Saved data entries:
* * * * * * * * *

PR #575, opened 2018-02-06
fix: resolves #505 by adding aria-label to ul component

### LINKED ISSUE #505: A11Y: aira-lable could not be inserted to InteriorLeftNavList
## Detailed description
Followed with accessibility checkpoint, WAI-ARIA widgets must have an accessible name specified with aria-label, aria-labelledby or the widget's inner text. But, InteriorLeftNavList is failed in this point.

it is a general issue.

No

WAI-ARIA widgets have aria-label.

Chrome

"carbon-components-react": "5.0.6",

## Additional information

* Screenshots or code
image

## Add labels
aria-lable

JMGordon:
#### Changelog

**New**

- N/A

**Changed**

- Addressed #505 by adding aria-label attribute to ul element within the InteriorLeftNavList component.

**Removed**

- N/A

### DIFF
--- a/src/components/InteriorLeftNavList/InteriorLeftNavList.js
+++ b/src/components/InteriorLeftNavList/InteriorLeftNavList.js
@@ -105,7 +105,8 @@ export default class InteriorLeftNavList extends Component {
         <ul
           role="menu"
           className="left-nav-list left-nav-list--nested"
-          aria-label={title}>
+          aria-label={title}
+          aria-hidden>
           {newChildren}
         </ul>
       </li>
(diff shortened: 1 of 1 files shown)


src/components/InteriorLeftNavList/InteriorLeftNavList.js
```diff
@@ -105,7 +105,7 @@ export default class InteriorLeftNavList extends Component {
         <ul
           role="menu"
           className="left-nav-list left-nav-list--nested"
-          aria-hidden>
```
marijohannessen: I'm a bit concerned about removing this as it's making sure that the content is not being read by a screen reader when it's hidden (at least that's my understanding).

PR #577, opened 2018-02-06
fix: resolves #409 by honoring selected attribute when selectedIndex is not set

### LINKED ISSUE #409: [ContentSwitcher]: Doesn't respect Switch selected prop
## Detailed description

ContentSwitcher currently respects the `selectedIndex` prop. Although if this is not used, and instead the `selected` prop is used on the containing `Switch` components, the proper class is not applied.

Ideally, if ContentSwitcher is not given a selectedIndex, it's containing `Switch` components should render selected if given the prop `selected=true`.

I'm unsure how to treat edge cases of both `selectedIndex` being used as well as applying `selected` to a `Switch`.

I'm developing in Chrome, v^4.2.0 of this library.

1. Do not set `selectedIndex` on `ContentSwitcher`
2. Add `selected='true'` to one containing `Switch` component
3. Set `selected='false'` on all the other `Switch`es
4. View that the proper class of selected is not applied to `Switch`es with `selected='true'`

JMGordon:
#### Changelog

**Changed**

- Addressed #409 by honoring selected property on child if selectedIndex is not specified.

### DIFF
--- a/src/components/ContentSwitcher/ContentSwitcher.js
+++ b/src/components/ContentSwitcher/ContentSwitcher.js
@@ -10,10 +10,6 @@ export default class ContentSwitcher extends React.Component {
     selectedIndex: PropTypes.number,
   };
 
-  static defaultProps = {
-    selectedIndex: 0,
-  };
-
   state = {
     selectedIndex: this.props.selectedIndex,
   };
@@ -24,7 +20,9 @@ export default class ContentSwitcher extends React.Component {
         index,
         onClick: this.handleChildChange,
         onKeyDown: this.handleChildChange,
-        selected: index === this.state.selectedIndex,
+        ...(typeof this.state.selectedIndex === 'number'
+          ? { selected: index === this.state.selectedIndex }
+          : {}),
       })
     );
   }
--- a/src/components/ContentSwitcher/ContentSwitcher-test.js
+++ b/src/components/ContentSwitcher/ContentSwitcher-test.js
@@ -8,7 +8,7 @@ describe('ContentSwitcher', () => {
     const wrapper = shallow(
       <ContentSwitcher onChange={() => {}} className="extra-class">
         <Switch kind="anchor" text="one" />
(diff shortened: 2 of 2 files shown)


src/components/ContentSwitcher/ContentSwitcher.js
```diff
@@ -10,10 +10,6 @@ export default class ContentSwitcher extends React.Component {
     selectedIndex: PropTypes.number,
   };
 
-  static defaultProps = {
-    selectedIndex: 0,
```
JMGordon: My concern over removing this is breaking someones code that relies upon this default behavior. Does anyone forsee this as an issue?

marijohannessen: Yeah, I'm a bit concerned about that as well. What's the motivation behind removing this?

JMGordon: Two reasons: 
(1) The default selection is surprising, as my expectation is that if `selectedIndex` were undefined, then no item would be selected (it could be that I don't fully understand the use case for this component).

(2) To honor the use case in #409 where child components are injected into `ContentSwitcher`, where one child component is selected, and `selectedIndex` is not set. However, after thinking about this part more, a user could work around this issue by noting which of their child components is selected, and then setting the corresponding value for `selectedIndex`.

asudoh: Sorry for being late on this, but here’s my thought - `selectedIndex` is not present should mean delegating the control of selection fully in `<ContentSwitcher>`. If it’s present that should be honored (that said, I’m a bit surprised that `<ContentSwitcher>` does not have `cWRP` to update the state upon change in props). Wrt #409 I’d assume the selection state of `<Switch>` should be updated upon parent `<ContentSwitcher>`’s selection, if I’m not missing anything.

JMGordon: Thanks @asudoh. Closing PR.

PR #583, opened 2018-02-07
chore(lint): lint JSDoc comments

asudoh:
#### Changelog

**New**

- ESLint rule for check for JSDoc comments.

### DIFF
--- a/src/tools/array.js
+++ b/src/tools/array.js
@@ -1,7 +1,7 @@
 /**
  * Shallow compare two arrays for equality
- * @param {array} arr1 the first array
- * @param {array} arr2 the second array
+ * @param {Array} arr1 the first array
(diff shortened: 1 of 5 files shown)


src/tools/array.js
```diff
@@ -1,7 +1,7 @@
 /**
  * Shallow compare two arrays for equality
- * @param {array} arr1 the first array
- * @param {array} arr2 the second array
+ * @param {Aarray} arr1 the first array
```
joshblack: Oops, seems like a mis-type?

asudoh: Great catch - Thanks @joshblack! BTW wrt your another question, I have got one: https://github.com/carbon-design-system/carbon-components/pull/545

* * * * * * * * *

WORK INSTRUCTION: An exact transcription of the data above is required.

RESPONSE TO THE TASK:
PR #575, opened 2018-02-06
fix: resolves #505 by adding aria-label to ul component

### LINKED ISSUE #505: A11Y: aira-lable could not be inserted to InteriorLeftNavList
## Detailed description
Followed with accessibility checkpoint, WAI-ARIA widgets must have an accessible name specified with aria-label, aria-labelledby or the widget's inner text. But, InteriorLeftNavList is failed in this point.

it is a general issue.

No

WAI-ARIA widgets have aria-label.

Chrome

"carbon-components-react": "5.0.6",

## Additional information

* Screenshots or code
image

## Add labels
aria-lable

JMGordon:
#### Changelog

**New**

- N/A

**Changed**

- Addressed #505 by adding aria-label attribute to ul element within the InteriorLeftNavList component.

**Removed**

- N/A

### DIFF
--- a/src/components/InteriorLeftNavList/InteriorLeftNavList.js
+++ b/src/components/InteriorLeftNavList/InteriorLeftNavList.js
@@ -105,7 +105,8 @@ export default class InteriorLeftNavList extends Component {
         <ul
           role="menu"
           className="left-nav-list left-nav-list--nested"
-          aria-label={title}>
+          aria-label={title}
+          aria-hidden>
           {newChildren}
         </ul>
       </li>
(diff shortened: 1 of 1 files shown)


src/components/InteriorLeftNavList/InteriorLeftNavList.js
```diff
@@ -105,7 +105,7 @@ export default class InteriorLeftNavList extends Component {
         <ul
           role="menu"
           className="left-nav-list left-nav-list--nested"
-          aria-hidden>
```
marijohannessen: I'm a bit concerned about removing this as it's making sure that the content is not being read by a screen reader when it's hidden (at least that's my understanding).

PR #577, opened 2018-02-06
fix: resolves #409 by honoring selected attribute when selectedIndex is not set

### LINKED ISSUE #409: [ContentSwitcher]: Doesn't respect Switch selected prop
## Detailed description

ContentSwitcher currently respects the `selectedIndex` prop. Although if this is not used, and instead the `selected` prop is used on the containing `Switch` components, the proper class is not applied.

Ideally, if ContentSwitcher is not given a selectedIndex, it's containing `Switch` components should render selected if given the prop `selected=true`.

I'm unsure how to treat edge cases of both `selectedIndex` being used as well as applying `selected` to a `Switch`.

I'm developing in Chrome, v^4.2.0 of this library.

1. Do not set `selectedIndex` on `ContentSwitcher`
2. Add `selected='true'` to one containing `Switch` component
3. Set `selected='false'` on all the other `Switch`es
4. View that the proper class of selected is not applied to `Switch`es with `selected='true'`

JMGordon:
#### Changelog

**Changed**

- Addressed #409 by honoring selected property on child if selectedIndex is not specified.

### DIFF
--- a/src/components/ContentSwitcher/ContentSwitcher.js
+++ b/src/components/ContentSwitcher/ContentSwitcher.js
@@ -10,10 +10,6 @@ export default class ContentSwitcher extends React.Component {
     selectedIndex: PropTypes.number,
   };
 
-  static defaultProps = {
-    selectedIndex: 0,
-  };
-
   state = {
     selectedIndex: this.props.selectedIndex,
   };
@@ -24,7 +20,9 @@ export default class ContentSwitcher extends React.Component {
         index,
         onClick: this.handleChildChange,
         onKeyDown: this.handleChildChange,
-        selected: index === this.state.selectedIndex,
+        ...(typeof this.state.selectedIndex === 'number'
+          ? { selected: index === this.state.selectedIndex }
+          : {}),
       })
     );
   }
--- a/src/components/ContentSwitcher/ContentSwitcher-test.js
+++ b/src/components/ContentSwitcher/ContentSwitcher-test.js
@@ -8,7 +8,7 @@ describe('ContentSwitcher', () => {
     const wrapper = shallow(
       <ContentSwitcher onChange={() => {}} className="extra-class">
         <Switch kind="anchor" text="one" />
(diff shortened: 2 of 2 files shown)


src/components/ContentSwitcher/ContentSwitcher.js
```diff
@@ -10,10 +10,6 @@ export default class ContentSwitcher extends React.Component {
     selectedIndex: PropTypes.number,
   };
 
-  static defaultProps = {
-    selectedIndex: 0,
```
JMGordon: My concern over removing this is breaking someones code that relies upon this default behavior. Does anyone forsee this as an issue?

marijohannessen: Yeah, I'm a bit concerned about that as well. What's the motivation behind removing this?

JMGordon: Two reasons: 
(1) The default selection is surprising, as my expectation is that if `selectedIndex` were undefined, then no item would be selected (it could be that I don't fully understand the use case for this component).

(2) To honor the use case in #409 where child components are injected into `ContentSwitcher`, where one child component is selected, and `selectedIndex` is not set. However, after thinking about this part more, a user could work around this issue by noting which of their child components is selected, and then setting the corresponding value for `selectedIndex`.

asudoh: Sorry for being late on this, but here’s my thought - `selectedIndex` is not present should mean delegating the control of selection fully in `<ContentSwitcher>`. If it’s present that should be honored (that said, I’m a bit surprised that `<ContentSwitcher>` does not have `cWRP` to update the state upon change in props). Wrt #409 I’d assume the selection state of `<Switch>` should be updated upon parent `<ContentSwitcher>`’s selection, if I’m not missing anything.

JMGordon: Thanks @asudoh. Closing PR.

PR #583, opened 2018-02-07
chore(lint): lint JSDoc comments

asudoh:
#### Changelog

**New**

- ESLint rule for check for JSDoc comments.

### DIFF
--- a/src/tools/array.js
+++ b/src/tools/array.js
@@ -1,7 +1,7 @@
 /**
  * Shallow compare two arrays for equality
- * @param {array} arr1 the first array
- * @param {array} arr2 the second array
+ * @param {Array} arr1 the first array
(diff shortened: 1 of 5 files shown)


src/tools/array.js
```diff
@@ -1,7 +1,7 @@
 /**
  * Shallow compare two arrays for equality
- * @param {array} arr1 the first array
- * @param {array} arr2 the second array
+ * @param {Aarray} arr1 the first array
```
joshblack: Oops, seems like a mis-type?

asudoh: Great catch - Thanks @joshblack! BTW wrt your another question, I have got one: https://github.com/carbon-design-system/carbon-components/pull/545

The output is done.